Researchers have been studying the nature of life on Earth and the role of biodiversity. Given the current state of slow biodiversity loss as a variety of species populations are gradually diminishing toward the poles, scientists from the University of Chicago, University of California, Berkeley, and University of California, San Diego try to reconcile two competing ideas that explain this phenomenon in their study published in The American Naturalist.

The first idea states that local environmental factors determine the biodiversity of a given region while the second argues that lineages arise elsewhere and enter into adjoining geographical areas to generate the biodiversity of a given region. In their research, David Jablonski from the University of Chicago and his colleagues from the University of California, Berkeley and University of California, San Diego weigh the viability of both factors work in tandem in the situation of a "perfect storm."

"The gradient involves mutually reinforcing cause, 'perfect storms' rather than a single mechanism," Jablonski explained. "Many of the most dramatic biotic patterns, past and present, are likely to have been generated by diverse, mutually reinforcing drivers, by both local effects and long-term expansions of geographic ranges."

Rare "perfect storms" have a vital role in the the temperate coastlines of southeast Australia and southeast Japan, each of which contains more species than the entire Caribbean region. This could be traced back to the Cambrian Explosion of multicellular life 530 million years ago as well as the overwhelming number diversifications of flowering plants and insects for the last 100 million years.

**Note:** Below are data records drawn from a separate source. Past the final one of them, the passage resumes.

PR #46, opened 2023-08-11
Onboarding Project

Ntobe99:
Please Review


index.html
```diff
@@ -3,10 +3,32 @@
...
+			<button id="prevBtn" class="btn">Prev</button>
+			<span id="pageInfo" ></span>
+			<button id="nextBtn" class="btn">Next</button>
+			<div class="search-container">
+				<input type="text" id="fromInput" placeholder="Search ID...">
+				<button id="searchBtn"  class="btn">Search</button>
+			  </div>
+			  
+			</div>	
+	<script src="/app.js"></script>
```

On the other hand, "perfect storms" could also lead to mass extinction as observed at the end of the Paleozoic Era 250 million years ago.

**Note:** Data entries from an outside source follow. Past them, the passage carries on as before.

PR #47, opened 2023-08-11
Updated Project

ThokozaniNqwili:


app.ts
```diff
@@ -0,0 +1,199 @@
+import { ajax, css } from "jquery";
+var firstNumber: number = 0;
+var lastNumber: number;
+var calculatedRows: number | null = null;
+var count: number | null = null;
```
DevinFledermaus: try to stick to two global variables. And make use of `let` instead of `var`

app.ts
```diff
@@ -0,0 +1,199 @@
...
+	let rowHeight = 35
+	if (availableHeight <= 0) {
+		return 0;
+	} else {
+		let maxRows = Math.floor(availableHeight / rowHeight);
+		return maxRows; // returns the maximum rows that can fit into screen
+	}
+}
+
+let resizeTimeout: number;
```
DevinFledermaus: Another global variable

app.ts
```diff
@@ -0,0 +1,199 @@
...
+
+async function displayRecords(): Promise<void> { //displays records from firstNumber to lastNumber
+	try {
+		$('#loader').show()
+		count = await fetchRecordCount() - 1;
+		calculatedRows = await adjustRowsByScreenHeight();
+		const inputValue = $('#searchInput').val() as number;
+		if (calculatedRows === 0) {
+			lastNumber = firstNumber
+
```
DevinFledermaus, line 70: remove space

app.ts
```diff
@@ -0,0 +1,199 @@
...
+			$('#page').append(`Showing record: ${firstNumber} - ${lastNumber}`); // changes the record range showing
+			$('#loader').hide()
+		} else {
+			firstNumber = count - (calculatedRows - 1)
+			lastNumber = count;
+			records = await fetchRecords(firstNumber, count);
+			$('#page').empty();
+			$('#page').append(`Showing record: ${firstNumber} - ${count}`);
+			$('#loader').hide()
+
```
DevinFledermaus: remove space

app.ts
```diff
@@ -0,0 +1,199 @@
...
+		}
+
+
```
DevinFledermaus, line 123: no need for double spacing

app.ts
```diff
@@ -0,0 +1,199 @@
...
+		tbody.empty();
+		for (let r = 0; r < records.length; r++) {
+			$("tbody").append(`<tr class="row"></tr>`); // creates row for each record
+			const lastRow = $(".row:last");
+			for (let i = 0; i < records[r].length; i++) {
+				lastRow.append(`<td>${records[r][i]}</td>`); //assign each record to their column in a specified row
+			}
+			if (records[r].includes(inputValue)) {
+
+				lastRow.css('background-color', '#DDC0B4'); // hightlights the searched row
```
DevinFledermaus: remove spaces around

app.ts
```diff
@@ -0,0 +1,199 @@
...
+			const colArray = columns; // assigns the columns to an array
+
+			for (let c = 0; c < colArray.length; c++) {
+				$(".head").append(`<th>${colArray[c]}</th>`); // creates a single column for each heading
+			}
+		})
+}
+fetchColumns()
+
+async function adjustRowsByScreenHeight(): Promise<number> { // calculates the number of rows that can fit the screen
```
DevinFledermaus: Why is this an async?

app.ts
```diff
@@ -0,0 +1,199 @@
...
+			lastNumber = firstNumber
+
+		}
+		if (!lastNumber) {
+			lastNumber = firstNumber + (calculatedRows - 1);
+		}
+		if (firstNumber < 0) {
+			firstNumber = 0;
+			lastNumber = firstNumber + (calculatedRows - 1);
+		}
```
DevinFledermaus: move the `else` on the same line as the `}` please

app.ts
```diff
@@ -0,0 +1,199 @@
...
+	try {
+		$('#loader').show()
+		count = await fetchRecordCount() - 1;
+		calculatedRows = await adjustRowsByScreenHeight();
+		const inputValue = $('#searchInput').val() as number;
+		if (calculatedRows === 0) {
+			lastNumber = firstNumber
+
+		}
+		if (!lastNumber) {
```
DevinFledermaus: this and the `else` does exactly the same

app.ts
```diff
@@ -0,0 +1,199 @@
+import { ajax, css } from "jquery";
+var firstNumber: number = 0;
+var lastNumber: number;
```
DevinFledermaus: would be nice to have a default

app.ts
```diff
@@ -0,0 +1,199 @@
...
+	await displayRecords();
+}
+$('#closeModalBtn').on("click", () => {
+	$('.modal').css('display', 'none') // closes modal
+});
+$('.btnSearch').on('click', async (event: any) => {
+	event.preventDefault();
+	let inputValue = $('#searchInput').val() as number;
+	await updateRecordsAndResize(inputValue); // calls to calculate the range once button is clicked
+
```
DevinFledermaus, line 154: remove space

index.html
```diff
@@ -3,10 +3,51 @@
...
+		  </tr>
+		</thead>
+		
+		<tbody>
+			
+		</tbody>
+	</table>
+ 
+	  
+	<script src="app.js"></script>
```
DevinFledermaus: can move `script` tag into the `head` tag

app.ts
ThokozaniNqwili: I made a mistake because of my understanding, I will work on it.

DevinFledermaus (changes requested):
Some comments as initial changes

app.ts
```diff
@@ -0,0 +1,183 @@
+import { ajax, css } from "jquery";
+let firstNumber: number = 0;
+let lastNumber: number = 0;
```
DevinFledermaus: No need to set the variable and the type, either give a type, or set it

app.ts
```diff
@@ -0,0 +1,183 @@
...
+
+
+async function fetchRecordCount(): Promise<number> {
+	try {
+		const recordCount = await fetch(`http://localhost:2050/recordCount`);
+		if (!recordCount.ok) {
+			throw new Error('Failed to fetch record count');
+		}
+		const data = await recordCount.json()
```
```suggestion
		const data = JSON.parse(recordCount)
```

app.ts
```diff
@@ -0,0 +1,183 @@
...
+		return data;
+	} catch (error) {
+		console.error('Error fetching the record count:', error);
+		throw error;
+	}
```
DevinFledermaus, line 17: semicolons please

app.ts
```diff
@@ -0,0 +1,183 @@
...
+
+function fetchColumns(): void {
+	fetch("http://localhost:2050/columns")
+		.then((response: Response) => {
+			return response.json() as Promise<string[]>;
+		})
+		.then((columns: string[]) => {
+			const colArray = columns;
+
+			for (let c = 0; c < colArray.length; c++) {
```
DevinFledermaus: use `for..of` loop please

app.ts
```diff
@@ -0,0 +1,183 @@
...
+	const screenHeight = window.innerHeight;
+	const availableHeight = screenHeight - 105 // subtracts the space used from the screeen
+	let rowHeight = 35
+	if (availableHeight <= 0) {
+		return 0;
+	} else {
+		let maxRows = Math.floor(availableHeight / rowHeight);
+		return maxRows;
+	}
+}
```
DevinFledermaus, line 45: remember semicolons please

app.ts
```diff
@@ -0,0 +1,183 @@
...
+async function displayRecords(): Promise<void> {
+	try {
+		$('#loader').show()
+		let count = await fetchRecordCount() - 1;
+		let calculatedRows = adjustRowsByScreenHeight();
+		const inputValue = $('#searchInput').val() as number;
+		if (calculatedRows === 0) {
+			lastNumber = firstNumber
+		}
+		if (firstNumber < 0) {
```
DevinFledermaus: `else if` and move in the same line as `}`

app.ts
```diff
@@ -0,0 +1,183 @@
...
+			firstNumber = 0;
+			lastNumber = firstNumber + (calculatedRows - 1);
+		} else {
+			lastNumber = firstNumber + (calculatedRows - 1);
+		}
+		let records;
+		if (lastNumber <= count && lastNumber >= 0) {
+			records = await fetchRecords(firstNumber, lastNumber);
```
DevinFledermaus, line 85:
```suggestion
		if (lastNumber <= count && lastNumber >= 0) {
			let records = await fetchRecords(firstNumber, lastNumber);
```

app.ts
```diff
@@ -0,0 +1,183 @@
...
+}
+
+async function leftArrow(): Promise<void> {
+	$('#searchInput').val('')
+	let count = await fetchRecordCount() - 1;
+	const firstRow = document.querySelector("#recordsTable tbody .row:first-child"); // retrieves the first row
+	if (firstRow) { // checks if the first row exists
+		const cells = firstRow.querySelectorAll("td");
+		const firstRecord: string[] = [];
+		cells.forEach((cell) => {
```
DevinFledermaus: Rather make use of a `for..of` loop, even a for loop is fine, but for of is preferred

app.ts
```diff
@@ -0,0 +1,183 @@
...
+		}
+		const data = await recordCount.json()
+		return data;
+	} catch (error) {
+		console.error('Error fetching the record count:', error);
+		throw error;
+	}
+}
+
+function fetchColumns(): void {
```
```suggestion
fetchColumns(): void {
```

app.ts
```diff
@@ -0,0 +1,183 @@
...
+	fetch("http://localhost:2050/columns")
+		.then((response: Response) => {
+			return response.json() as Promise<string[]>;
+		})
+		.then((columns: string[]) => {
+			const colArray = columns;
```
DevinFledermaus: theres no catch

app.ts
```diff
@@ -0,0 +1,183 @@
...
+	if (!response.ok) {
+		throw new Error("Sorry, there's a problem with the network");
+	}
+	return response.json();
+}
+
+async function displayRecords(): Promise<void> {
+	try {
+		$('#loader').show()
+		let count = await fetchRecordCount() - 1;
```
DevinFledermaus: You shouldn't have to make the backend calls the whole time, call once and save then in variables to be reused

DevinFledermaus (changes requested):
Your backend calls are inconsistent, either stick to `fetch .then .catch`, or `async await`. We tend to make more use of the `fetch .then .catch`. but just keep it consistent, if you do it one way stick, keep it the same

app.ts
```diff
@@ -0,0 +1,218 @@
+import { ajax, css } from "jquery";
+let firstNumber = 0;
+let lastNumber = 0;
+let backend: string = "http://localhost:2050";
```
DevinFledermaus: Try for 2 global variables

app.ts
```diff
@@ -0,0 +1,218 @@
...
+	try {
+		const response = await fetch(`${backend}/recordCount`);
+		if (!response.ok) {
+			throw new Error('Failed to fetch record count');
+		}
+		return response.json()
+	} catch (error) {
+		throw new Error('Error fetching the record count')
+	};
+};
```
DevinFledermaus: No need for `;` after declaring a function

app.ts
```diff
@@ -0,0 +1,218 @@
...
+
+async function fetchColumns(): Promise<string[]> {
+	try {
+		const response = await fetch(`${backend}/columns`);
+		if (!response.ok) {
+			throw new Error('Failed to fetch columns');
+		}
+		const jsonText = await response.text();
+		const columns: string[] = await JSON.parse(jsonText);
```
```suggestion
		const columns: string[] = JSON.parse(response.text());
```

app.ts
```diff
@@ -0,0 +1,218 @@
...
+		const columns = await fetchColumns();
+		for (const col of columns) {
+			$(".head").append(`<th>${col}</th>`);
+		};
+	} catch (error) {
+		throw new Error('Error creating table');
+	};
+};
+
+function adjustRowsByScreenHeight() {
```
DevinFledermaus: no need to use the `function` keyword and provide a return type

app.ts
```diff
@@ -0,0 +1,218 @@
...
+		return response.json();
+	} catch (error) {
+		throw new Error('Error fetching records from server');
+	};
+};
+
+async function displayRecords(): Promise<void> {
+	try {
+		$('#loader').show();
+		let count = await fetchRecordCount() - 1;
```
DevinFledermaus: still not done

app.ts
```diff
@@ -0,0 +1,218 @@
...
+async function fetchRecords(from: number, to: number): Promise<any[]> {
+	try {
+		const response = await fetch(`${backend}/records?from=${from}&to=${to}`);
+		if (!response.ok) {
+			throw new Error("Sorry, there's a problem with the network");
+		}
+		return response.json();
+	} catch (error) {
+		throw new Error('Error fetching records from server');
+	};
```
DevinFledermaus: No need for the async anymore, and can remove the try and catch
```suggestion
	return fetch(`${backend}/records?from=${from}&to=${to}`)
		.then(res => {
			if (!res.ok) {
				throw "Sorry, there's a problem with the network";
			}
			return res.json();
		}).catch(err => {
			throw 'Error fetching records from server ' + err;
		});
```

DevinFledermaus (changes requested):

app.ts
```diff
@@ -0,0 +1,301 @@
+import { ajax, css } from "jquery";
+class GlobalVariables {
```
FritzOnFire: Please leave an empty line between your imports and class definitions.

app.ts
```diff
@@ -0,0 +1,301 @@
...
+	firstNumber = 0;
+	lastNumber = 0;
+	backend = "http://localhost:2050";
+	resizeTimeout = 0;
+	//fetches the number of records from localhost
+	fetchRecordCount(): Promise<number> {
```
FritzOnFire: Please leave and empty line between your class attributes and your functions.

app.ts
```diff
@@ -0,0 +1,301 @@
+import { ajax, css } from "jquery";
+class GlobalVariables {
+	firstNumber = 0;
+	lastNumber = 0;
+	backend = "http://localhost:2050";
+	resizeTimeout = 0;
```
FritzOnFire: Please add a type to each of these variables.

app.ts
```diff
@@ -0,0 +1,301 @@
...
+	//fetches the number of records from localhost
```
FritzOnFire: Please change this to a javadoc style comment. and instead of saying `localhost`, rather say "the `backend` attribute on this class"

app.ts
```diff
@@ -0,0 +1,301 @@
...
+	fetchRecordCount(): Promise<number> {
+		return fetch(`${this.backend}/recordCount`)
+			.then((res) => {
```
FritzOnFire: Either remove the `()` around the `res`, or specify the correct type for `res`

app.ts
```diff
@@ -0,0 +1,301 @@
...
+				if (!res.ok) {
+					throw 'Failed to fetch record count';
+				}
+				return res.text();
+			})
+			.then((data) => {
+				return JSON.parse(data);
+			})
```
FritzOnFire: This can be simplified by just returning `res.json()`

app.ts
```diff
@@ -0,0 +1,301 @@
...
+			.catch((err) => {
+				throw 'Error fetching the record count: ' + err;
+			})
```

app.ts
```diff
@@ -0,0 +1,301 @@
...
+	}
+	//fetches columns from localhost
+	fetchColumns(): Promise<string[]> {
```
FritzOnFire: Please add an empty line between functions.

app.ts
```diff
@@ -0,0 +1,301 @@
...
+				return res.text();
+			})
+			.then((data) => {
+				return JSON.parse(data);
+			})
+			.catch((err) => {
+				throw 'Error fetching the record count: ' + err;
+			})
+	}
+	//fetches columns from localhost
```
FritzOnFire: Please change this comment to a javadoc style comment. And similar comment as before about localhost.

app.ts
```diff
@@ -0,0 +1,301 @@
...
+	fetchColumns(): Promise<string[]> {
+		return fetch(`${this.backend}/columns`)
+			.then(res => {
+				if (!res.ok) {
+					throw 'Failed to fetch columns';
+				}
+				return res.text();
+			})
+			.then((data) => {
+				return JSON.parse(data);
```
FritzOnFire: This can be simplified by just returning `res.json()`

app.ts
```diff
@@ -0,0 +1,301 @@
...
+			}).catch(err => {
+				throw 'Error fetching columns' + err;
+			})
```
FritzOnFire, line 23: Missing `;`

app.ts
```diff
@@ -0,0 +1,301 @@
...
+	}
+	//fetches records from localhost
+	fetchRecords(from: number, to: number): Promise<any[]> {
```
FritzOnFire: Please leave an empty line between functions.

app.ts
```diff
@@ -0,0 +1,301 @@
...
+				}
+				return res.text();
+			})
+			.then((data) => {
+				return JSON.parse(data);
+			}).catch(err => {
+				throw 'Error fetching columns' + err;
+			})
+	}
+	//fetches records from localhost
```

In the study, Jablonski and his team analyzed marine bivalves like scallops, mussels, and cockles. These organisms have become a model system for large-scale spatial and temporal analyses of biodiversity and manifest a strong latitudinal diversity gradient that reflects other groups both on land and sea, while their rich fossil record allows for accurate estimates of origination and extinction.

"Perfect storms" could very well be the key to acquiring better understanding of past, present and future diversity on Earth. The search for unitary mechanisms for the latitudinal diversity gradient is valuable, but the most extreme patterns of biodiversity should take into account diverse, overlapping, mutually reinforcing drivers, the paper concluded.